There is no memory problem, and I have set up my $LD_LIBRARY_PATH to point to where my CUDNN version I downloaded is:
echo $LD_LIBRARY_PATH
/a/home/cc/chemist/mikabell/anaconda3/envs/jax-env/lib/
#define CUDNN_MAJOR 8
#define CUDNN_MINOR 9
Please I would appreciate someone's help in understanding why I get the same error over and over again..
Thank you!
System info (python version, jaxlib version, accelerator, etc.)
nvidia-smi
Tue Aug 20 16:52:27 2024
+---------------------------------------------------------------------------------------+
| NVIDIA-SMI 545.23.08 Driver Version: 545.23.08 CUDA Version: 12.3 |
|-----------------------------------------+----------------------+----------------------+
| GPU Name Persistence-M | Bus-Id Disp.A | Volatile Uncorr. ECC |
| Fan Temp Perf Pwr:Usage/Cap | Memory-Usage | GPU-Util Compute M. |
| | | MIG M. |
|=========================================+======================+======================|
| 0 NVIDIA L40 On | 00000000:01:00.0 Off | 0 |
| N/A 39C P0 79W / 300W | 894MiB / 46068MiB | 0% Default |
| | | N/A |
+-----------------------------------------+----------------------+----------------------+
| 1 NVIDIA L40 On | 00000000:02:00.0 Off | 0 |
| N/A 29C P8 34W / 300W | 21MiB / 46068MiB | 0% Default |
| | | N/A |
+-----------------------------------------+----------------------+----------------------+
| 2 NVIDIA L40 On | 00000000:61:00.0 Off | 0 |
| N/A 29C P8 34W / 300W | 21MiB / 46068MiB | 0% Default |
| | | N/A |
+-----------------------------------------+----------------------+----------------------+
| 3 NVIDIA L40 On | 00000000:62:00.0 Off | 0 |
| N/A 30C P8 35W / 300W | 21MiB / 46068MiB | 0% Default |
| | | N/A |
+-----------------------------------------+----------------------+----------------------+
+---------------------------------------------------------------------------------------+
| Processes: |
| GPU GI CI PID Type Process name GPU Memory |
| ID ID Usage |
|=======================================================================================|
| 0 N/A N/A 3774 G /usr/lib/xorg/Xorg 4MiB |
| 0 N/A N/A 999897 C ...physics/rtk243/anaconda3/bin/python 868MiB |
| 1 N/A N/A 3774 G /usr/lib/xorg/Xorg 4MiB |
| 2 N/A N/A 3774 G /usr/lib/xorg/Xorg 4MiB |
| 3 N/A N/A 3774 G /usr/lib/xorg/Xorg 4MiB |
+---------------------------------------------------------------------------------------+
pip show jax jaxlib
Name: jax
Version: 0.4.13
Summary: Differentiate, compile, and transform Numpy code.
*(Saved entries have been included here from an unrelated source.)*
PR #21983, opened 2025-10-21
web: Note Ruffle does not collect user data (Firefox)

danielhjacobs:
https://extensionworkshop.com/documentation/develop/firefox-builtin-data-consent/#specifying-data-types

https://github.com/ruffle-rs/ruffle/actions/runs/18668416338/job/53224480952#step:17:31

> description: '"/browser_specific_settings/gecko/data_collection_permissions" property will be required in the future. Please add this key to the manifest.

### DIFF
--- a/web/packages/extension/webpack.config.js
+++ b/web/packages/extension/webpack.config.js
@@ -49,7 +49,7 @@ function transformManifest(content, env) {
                 id: firefoxExtensionId,
                 data_collection_permissions: {
                     required: ["none"]
-                }
+                },
             },
         };
         manifest.background = {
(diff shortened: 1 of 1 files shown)


danielhjacobs:
Note that I'm a bit worried this will make Ruffle stop working on older Firefox, especially ESR versions, as "The “data_collection_permissions” property is reserved for future usage and cannot be used in an extension at the moment." is a potential error per https://discourse.mozilla.org/t/the-data-collection-permissions-property-is-reserved/145449

evilpie:
That forum post was purely about getting an error when uploading an extension with that key to https://addons.mozilla.org, because at that point submitting extension with this new feature wasn't supported yet.

Locally when installing the extension in Firefox unknown keys should be completely ignored.

evilpie (approved):

Dinnerbone (approved):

Home-page: https://github.com/google/jax
Author: JAX team
Author-email: [email protected]
License: Apache-2.0
Location: /home/mikabell/anaconda3/envs/jax-env/lib/python3.8/site-packages
Requires: importlib-metadata, ml-dtypes, numpy, opt-einsum, scipy
Required-by:
---
Name: jaxlib
Version: 0.4.13+cuda12.cudnn89
Summary: XLA library for JAX
Home-page: https://github.com/google/jax
Author: JAX team
Author-email: [email protected]
License: Apache-2.0
Location: /home/mikabell/anaconda3/envs/jax-env/lib/python3.8/site-packages
Requires: ml-dtypes, numpy, scipy
Required-by:
It looks like you're running a really old version of JAX (0.4.13; the current version is 0.4.31). You'll probably need to update your Python version because 3.8 is no longer supported, and then install the most recent version of JAX (pip install -U "jax[cuda12]") to see if that does the trick!
@dfm Thank you for your response!
It looks like you're running a really old version of JAX (0.4.13; the current version is 0.4.31). You'll probably need to update your Python version because 3.8 is no longer supported, and then install the most recent version of JAX (
pip install -U "jax[cuda12]") to see if that does the trick!
I tried to upgrade into a new version but I only get this after running 'pip install -U "jax[cuda12]"':
pip show jax jaxlib WARNING: Package(s) not found: jaxlib Name: jax Version: 0.4.13 Summary: Differentiate, compile, and transform Numpy code. Home-page: https://github.com/google/jax Author: JAX team Author-email: [email protected] License: Apache-2.0 Location: /home/mikabell/anaconda3/envs/jax-env/lib/python3.8/site-packages Requires: importlib-metadata, ml-dtypes, numpy, opt-einsum, scipy Required-by:
for some reason, it doesn't upgrade
Did you upgrade your Python version? Python 3.8 is no longer supported!
Given the 🎉 reaction, I'm going to hope that you got this sorted out on your end @MikaBell and close this issue. Please feel free to comment or open a new issue if the problem persists!